Problem requirements:
All records should be reproduced verbatim.

Given information:
--- START ---

PR #1116, opened 2026-06-24
[Bounty] Bingle tweaks

derg4:
## About the PR

* Bingle pit now spawns bingles directly when previously you had to request the bingle via ghost roles
* Changed the ghost role raffle time to become a bingle to be 10 seconds
* Bingle pit no longer takes structural/caustic damage (changed to Inorganic instead of StructuralInorganic)

## Why / Balance

The discussion I've been a part of is [here in the relevant bounty thread in the Omu discord](https://discord.com/channels/1406768242843979816/1517044154876563497) but it wouldn't surprise me if there has been more.

For the pit spawning bingles directly and ghost role raffle time change, the idea is to make it easier and quicker to enter the game as a bingle. A few people in the bounty thread expressed the feeling that the default 25 second timer is too long. Also, the short raffle timer is intended for spammed roles like carp as noted [here](https://github.com/ProjectOmu/OmuStation/blob/master/Resources/Prototypes/GhostRoleRaffles/settings.yml#L43).

There was also some frustration about how easy it is to destroy a bingle pit with a single explosive. This is why the damage container was changed. This part is a buff to bingles, as it doesn't take structural or caustic damage anymore and so would be harder to deal with. In my test, a breaching charge now does just the 50 of each brute, so 150/600 health that it has. This shouldn't affect the other ways people have of dealing with it, though.

## Technical details

Changed the damage container in Binglepit.yml from `StructuralInorganic` to `Inorganic`
Changed the raffle settings in bingle.yml from `default` to `short`

## Media

https://www.youtube.com/watch?v=wdTY4araQlw

## Requirements

## Breaking changes

**Changelog**

:cl: Derg
- tweak: Bingle ghost roles no longer need to be requested and raffle time shortened.
- tweak: Bingle pit no longer takes structural damage.

### DIFF
--- a/Content.Goobstation.Common/Bingle/BinglePitComponent.cs
+++ b/Content.Goobstation.Common/Bingle/BinglePitComponent.cs
@@ -68,7 +68,7 @@ public sealed partial class BinglePitComponent : Component
     public SoundSpecifier FallingSound = new SoundPathSpecifier("/Audio/Effects/falling.ogg");
 
     [DataField]
-    public EntProtoId GhostRoleToSpawn = "SpawnPointGhostBingle";
+    public EntProtoId GhostRoleToSpawn = "MobBingleRandom"; // Omu
 
     /// <summary>
     /// how many bingles to spawn on pit spawn
--- a/Resources/Prototypes/_Goobstation/Entities/Mobs/Player/bingle.yml
+++ b/Resources/Prototypes/_Goobstation/Entities/Mobs/Player/bingle.yml
@@ -53,7 +53,7 @@
     mindRoles:
     - MindRoleGhostRoleTeamAntagonist
     raffle:
-      settings: default
+      settings: short
   - type: Sprite
     drawdepth: Mobs
     sprite: _Goobstation/Mobs/Bingle/bingle.rsi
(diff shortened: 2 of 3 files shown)


CliveOcelot:
If your doing this, it would be good to make it also rather than doing the whole you have to do request, then raffle to take control, just make it spawn the bingle, and let it use its AI till someone raffles for it

derg4:
You know, I do agree it would be better like that 100%, I can try to look into it

derg4:
Would it be better to change the bingle raffle to be even shorter or have no timer at all?

derg4:
I've updated the PR to have the bingle pit spawn the bingles directly, and updated* the test video in media to show all changes

derg4:
Actually, this might interfere with how the pit upgrades bingles (or does it? I don't actually understand how the upgraded bingles spawn in in the first place...).

EDIT: After growing the pit and examining a bingle (pre-my change), they appear the same but have the upgraded toggle on in their Bingle component. Is this a bug?

CliveOcelot (approved):

Thesia000 (approved):

PR #1131, opened 2026-06-27
Importent Xelthia bugfix

SirCannonFodder:
## About the PR

changed the base Xelthia mob to use Biological damage container rather then the Xelthia one
## Why / Balance

- So turns out Medical HUDs and tropicals use damage containers for checking if they can do there respective things. Not like you know... Tags? WHY doesn't just look for a tag on damage containers or the mob itself is beyond me.
- Xelthia are still fully immune to caustic damage because of how shitmed works with the body parts using the Xelthia damage container.
## Requirements

- [X] I have read and am following the [Pull Request and Changelog Guidelines](https://docs.spacestation14.com/en/general-development/codebase-info/pull-request-guidelines.html).
- [X] I have added media to this PR or it does not require an ingame showcase.

## Breaking changes

**Changelog**

:cl:
- fix: Fixed a bug that stopped Xelthia from using topicals and being read by medical HUDs

PR #1134, opened 2026-06-27
Xelthia fix caustic damage attempt #2

SirCannonFodder:
## About the PR

reverts PR https://github.com/ProjectOmu/OmuStation/pull/1131
sets xelthia base mob do use biological damage container since it's required for medHUD and topicals to work.
## Why / Balance
working medicalHUD and topicals AND xelthia total caustic immunity.
A bit janky of a solution since it relies on how shitmed stores damage in body parts rather then the mob's damage container. FeistyFedora asks I could make a new system that could be applied to other cases in the future for this rather then this fix but C# right now that is beyond me.

- Why damage container rather then a damage modifier? because chemicals are the primary source of caustic damage and they bypass damage modifiers. I will the check the metabolizer code again to see if there's just a flag I can put on the modifier to have it apply to chems but I don't think there is.
- why didn't medicalHUDs and topicals work before? turns out there's a hardcoded whitelist that topicals and HUDs look at when checking if they can interact with a damage container.
- How does it work? The base mob uses the normal biological damage container and the body parts use the xelthia damage container. HUDs and topicals see the see the biological damage container and work as they should. Since shitmed stores damage inside the body part's container rather then mob's it allows xelthia to enjoy full caustic immunity while preserving HUD and topical functionality.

--- END ---

Solved exercise:
PR #1116, opened 2026-06-24
[Bounty] Bingle tweaks

derg4:
## About the PR

* Bingle pit now spawns bingles directly when previously you had to request the bingle via ghost roles
* Changed the ghost role raffle time to become a bingle to be 10 seconds
* Bingle pit no longer takes structural/caustic damage (changed to Inorganic instead of StructuralInorganic)

## Why / Balance

The discussion I've been a part of is [here in the relevant bounty thread in the Omu discord](https://discord.com/channels/1406768242843979816/1517044154876563497) but it wouldn't surprise me if there has been more.

For the pit spawning bingles directly and ghost role raffle time change, the idea is to make it easier and quicker to enter the game as a bingle. A few people in the bounty thread expressed the feeling that the default 25 second timer is too long. Also, the short raffle timer is intended for spammed roles like carp as noted [here](https://github.com/ProjectOmu/OmuStation/blob/master/Resources/Prototypes/GhostRoleRaffles/settings.yml#L43).

There was also some frustration about how easy it is to destroy a bingle pit with a single explosive. This is why the damage container was changed. This part is a buff to bingles, as it doesn't take structural or caustic damage anymore and so would be harder to deal with. In my test, a breaching charge now does just the 50 of each brute, so 150/600 health that it has. This shouldn't affect the other ways people have of dealing with it, though.

## Technical details

Changed the damage container in Binglepit.yml from `StructuralInorganic` to `Inorganic`
Changed the raffle settings in bingle.yml from `default` to `short`

## Media

https://www.youtube.com/watch?v=wdTY4araQlw

## Requirements

## Breaking changes

**Changelog**

:cl: Derg
- tweak: Bingle ghost roles no longer need to be requested and raffle time shortened.
- tweak: Bingle pit no longer takes structural damage.

### DIFF
--- a/Content.Goobstation.Common/Bingle/BinglePitComponent.cs
+++ b/Content.Goobstation.Common/Bingle/BinglePitComponent.cs
@@ -68,7 +68,7 @@ public sealed partial class BinglePitComponent : Component
     public SoundSpecifier FallingSound = new SoundPathSpecifier("/Audio/Effects/falling.ogg");
 
     [DataField]
-    public EntProtoId GhostRoleToSpawn = "SpawnPointGhostBingle";
+    public EntProtoId GhostRoleToSpawn = "MobBingleRandom"; // Omu
 
     /// <summary>
     /// how many bingles to spawn on pit spawn
--- a/Resources/Prototypes/_Goobstation/Entities/Mobs/Player/bingle.yml
+++ b/Resources/Prototypes/_Goobstation/Entities/Mobs/Player/bingle.yml
@@ -53,7 +53,7 @@
     mindRoles:
     - MindRoleGhostRoleTeamAntagonist
     raffle:
-      settings: default
+      settings: short
   - type: Sprite
     drawdepth: Mobs
     sprite: _Goobstation/Mobs/Bingle/bingle.rsi
(diff shortened: 2 of 3 files shown)


CliveOcelot:
If your doing this, it would be good to make it also rather than doing the whole you have to do request, then raffle to take control, just make it spawn the bingle, and let it use its AI till someone raffles for it

derg4:
You know, I do agree it would be better like that 100%, I can try to look into it

derg4:
Would it be better to change the bingle raffle to be even shorter or have no timer at all?

derg4:
I've updated the PR to have the bingle pit spawn the bingles directly, and updated* the test video in media to show all changes

derg4:
Actually, this might interfere with how the pit upgrades bingles (or does it? I don't actually understand how the upgraded bingles spawn in in the first place...).

EDIT: After growing the pit and examining a bingle (pre-my change), they appear the same but have the upgraded toggle on in their Bingle component. Is this a bug?

CliveOcelot (approved):

Thesia000 (approved):

PR #1131, opened 2026-06-27
Importent Xelthia bugfix

SirCannonFodder:
## About the PR

changed the base Xelthia mob to use Biological damage container rather then the Xelthia one
## Why / Balance

- So turns out Medical HUDs and tropicals use damage containers for checking if they can do there respective things. Not like you know... Tags? WHY doesn't just look for a tag on damage containers or the mob itself is beyond me.
- Xelthia are still fully immune to caustic damage because of how shitmed works with the body parts using the Xelthia damage container.
## Requirements

- [X] I have read and am following the [Pull Request and Changelog Guidelines](https://docs.spacestation14.com/en/general-development/codebase-info/pull-request-guidelines.html).
- [X] I have added media to this PR or it does not require an ingame showcase.

## Breaking changes

**Changelog**

:cl:
- fix: Fixed a bug that stopped Xelthia from using topicals and being read by medical HUDs

PR #1134, opened 2026-06-27
Xelthia fix caustic damage attempt #2

SirCannonFodder:
## About the PR

reverts PR https://github.com/ProjectOmu/OmuStation/pull/1131
sets xelthia base mob do use biological damage container since it's required for medHUD and topicals to work.
## Why / Balance
working medicalHUD and topicals AND xelthia total caustic immunity.
A bit janky of a solution since it relies on how shitmed stores damage in body parts rather then the mob's damage container. FeistyFedora asks I could make a new system that could be applied to other cases in the future for this rather then this fix but C# right now that is beyond me.

- Why damage container rather then a damage modifier? because chemicals are the primary source of caustic damage and they bypass damage modifiers. I will the check the metabolizer code again to see if there's just a flag I can put on the modifier to have it apply to chems but I don't think there is.
- why didn't medicalHUDs and topicals work before? turns out there's a hardcoded whitelist that topicals and HUDs look at when checking if they can interact with a damage container.
- How does it work? The base mob uses the normal biological damage container and the body parts use the xelthia damage container. HUDs and topicals see the see the biological damage container and work as they should. Since shitmed stores damage inside the body part's container rather then mob's it allows xelthia to enjoy full caustic immunity while preserving HUD and topical functionality.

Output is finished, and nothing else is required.